§ EXERCISE AIM:
Go through the records and give each one again exactly.

━━━━━━━━━━━━━━━━

PR #33854, opened 2023-10-30
wp-admin Site Default: Fix/remove submenu from my sites

jeroenpf:
Fixes https://github.com/Automattic/dotcom-forge/issues/4405

When SSO is disabled, a submenu appears under the My Sites button. This submenu is not styled correctly and should not be there in the first place. 

## Proposed changes:

* A filter is used to determine if the standard menu should be loaded. This diff adds a filter to return true, preventing the submenu from being added.

### Other information:

## Testing instructions:

* Load this PR on a WoA site. You can do this by using the Jetpack Beta Tester or by syncing changes to a WoA dev blog.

━━━━━━━━━━━━━━━━

§ EXERCISE SOLUTION:
PR #33854, opened 2023-10-30
wp-admin Site Default: Fix/remove submenu from my sites

jeroenpf:
Fixes https://github.com/Automattic/dotcom-forge/issues/4405

When SSO is disabled, a submenu appears under the My Sites button. This submenu is not styled correctly and should not be there in the first place. 

## Proposed changes:

* A filter is used to determine if the standard menu should be loaded. This diff adds a filter to return true, preventing the submenu from being added.

### Other information:

## Testing instructions:

* Load this PR on a WoA site. You can do this by using the Jetpack Beta Tester or by syncing changes to a WoA dev blog.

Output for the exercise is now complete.